Thank you Joanne, I've read how others have been screwed with this guarantee. I will let you all know how it goes.


----------



## Joanne (May 7, 2014)




----------



## Mika (Apr 23, 2014)

Good Morning Fellow Uber Drivers,

I am following-up to let you know how this past weekend went: Saturday I logged in at 4:32pm, and I logged off at approximately a quarter til 4am, with the exception of going offline for approximately 1hour and 30mins to eat, replace headlight bulb, and to rest for a moment. I accepted every last ping that came my way, I had to cancel two request because they were both no shows, after waiting for over 20 minutes, and calling and texting them both with no reply. Yesterday I get my summary statement from Uber telling my acceptance rate was 77%, and there was no mention of the guaranteed rate of $35/hr. Well I promptly sent them an email explaining to them my acceptance was incorrect, and it should be 100% because of course I shouldn't have to take the hit for two riders who changed their minds, and didn't have the decency to cancel the ride or at the very least answer their phones or reply to a text. I waited over the allotted 10 mins for these passengers, and made several attempts to contact them. I worked more than the 8 hours required between 4pm - 4am, and I stayed inside the perimeter, which in Atlanta is: downtown, midtown, and buckhead. I'm starting to feel a little disgruntle, and taken advantage of---their really acting shady. To be continued.............


----------



## Nautilis (Apr 16, 2014)

Sorry to hear about the acceptance rate that Uber is claiming you have. How much $ are you out if they don't give you the $35/hour guarantee?

At the end of every trip, do you quickly rate the customer and tap the "Go Online" button or do you ever let it sit on that screen?

As Joanne mentioned, there is a bug in the system that can send you a new request right after you've ended your current one. You won't know it unless you quickly get out of those rating/Go Online screens. As soon as I learned this trick, my acceptance rating jumped up. (Last week I had a 100% acceptance rating) I tap "End Trip", "Yes" i'm sure, rate the rider, and tap "Go Online" immediately. I'll then tap the Go Offline while the rider(s) are getting out of the car.


----------



## Mika (Apr 23, 2014)

Nautilis, it's a difference of $90.05 after the commission. Well that would explain it, I do wait til the customer is completely out of my car before I rate them, and sometimes I keep it in that mode. I had no idea I could be getting pinged. I still think this should not count against me.


----------



## Nautilis (Apr 16, 2014)

I agree that shouldn't be counted against you. I hope Uber fixes that bug soon!


----------



## Joanne (May 7, 2014)

Is the acceptance rate in your email the rate for the whole week?


----------



## Nautilis (Apr 16, 2014)

Yes, they provide your overall average, last week's percentage, the prior week, and their top drivers acceptance rate for comparison.

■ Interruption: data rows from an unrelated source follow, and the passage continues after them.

PR #52, opened 2023-04-21
[51] visitor filter grouping

steve1rm:
# Pull Request template

###  What does this PR solve?

- Updates the visitor section to display going and not going visitors
- Displays the visitor once added by using the dialog box

https://github.com/steve1rm/BusbyTasky/assets/14260802/08355ea2-51e9-47b3-b3aa-854b3f3a4862


component/src/main/java/me/androidbox/component/event/VisitorSection.kt
```diff
@@ -15,34 +17,94 @@ import androidx.compose.ui.tooling.preview.Preview
...
+                        VisitorItem(
+                            visitorInitials = visitor.initials,
+                            visitor = visitor,
+                            isCreator = visitor.isCreator,
+                            onDeleteClicked = visitorDeleteClicked
+                        )
+                    }
+                }
+            }
+        }
```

BTW, I began receiving the weekly summary emails 3-4 weeks after I started driving


----------



## paradoxied (Jun 17, 2014)

It was advertised as a guaranteed $20/hour or $35/hour (if you were previously a Lyft driver) in my area, but at the activation meeting, I asked about the hourly rate, and they told me it was only $14 an hour, and only if I was online between 3pm and 3am. So I thought I was getting at least $14 an hour even if I got no pings (like I was told), but after leaving my phone on for hours and getting rarely a ping (I missed a ping because I was distracted, and accepted the 2nd one the first night). But after doing more research, I am starting to learn that you must have at least 75-85% acceptance rate for riders? Is this true? I can barely find any helpful information on google (other than very unhelpful Uber forums, and countless articles on "My day as a Lyft/Uber/Sidecar driver".... So now I have to play catch up and accept every single rider from now on until my percentage goes up before I can start earning $14 an hour? Or does the amount reset every pay period? Does anyone know??


----------



## Nautilis (Apr 16, 2014)

paradoxied said:


> (I missed a ping because I was distracted, and accepted the 2nd one the first night).


I don't know the rules for that particular promotion, sorry. Every market has a different set of rules. You may have read the $35/hour promotion that is going on someplace else. See if you still have the original email from your local Uber office.

One thing worth mentioning about the Uber app is that if you don't respond to 3 ride requests, the system thinks you are away from your phone and stops sending you requests. You'll have no way of knowing since your phone still shows you as online. If you think you missed ride requests, it's a good idea to go offline and back online again.

You mentioned that you are deaf in another post. I wonder if there is a way that Uber can program the phone to vibrate instead of beep for incoming requests? Otherwise you'll be stuck staring at that thing waiting for that 15 second countdown. Is there something you can plug into the headphone jack that can convert sound into vibration? There's got to be other deaf drivers out there, how does Uber/Lyft/Sidecar accommodate you guys?


----------



## Joanne (May 7, 2014)

Nautilis said:


> One thing worth mentioning about the Uber app is that if you don't respond to 3 ride requests, the system thinks you are away from your phone and stops sending you requests. You'll have no way of knowing since your phone still shows you as online. If you think you missed ride requests, it's a good idea to go offline and back online again.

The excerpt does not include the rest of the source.